◆ Records to use
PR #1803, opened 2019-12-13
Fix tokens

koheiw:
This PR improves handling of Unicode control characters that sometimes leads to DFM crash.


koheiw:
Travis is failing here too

◆ Problem description
Each line of the data should be given back exactly.

◆ Result for this task
PR #1803, opened 2019-12-13
Fix tokens

koheiw:
This PR improves handling of Unicode control characters that sometimes leads to DFM crash.


koheiw:
Travis is failing here too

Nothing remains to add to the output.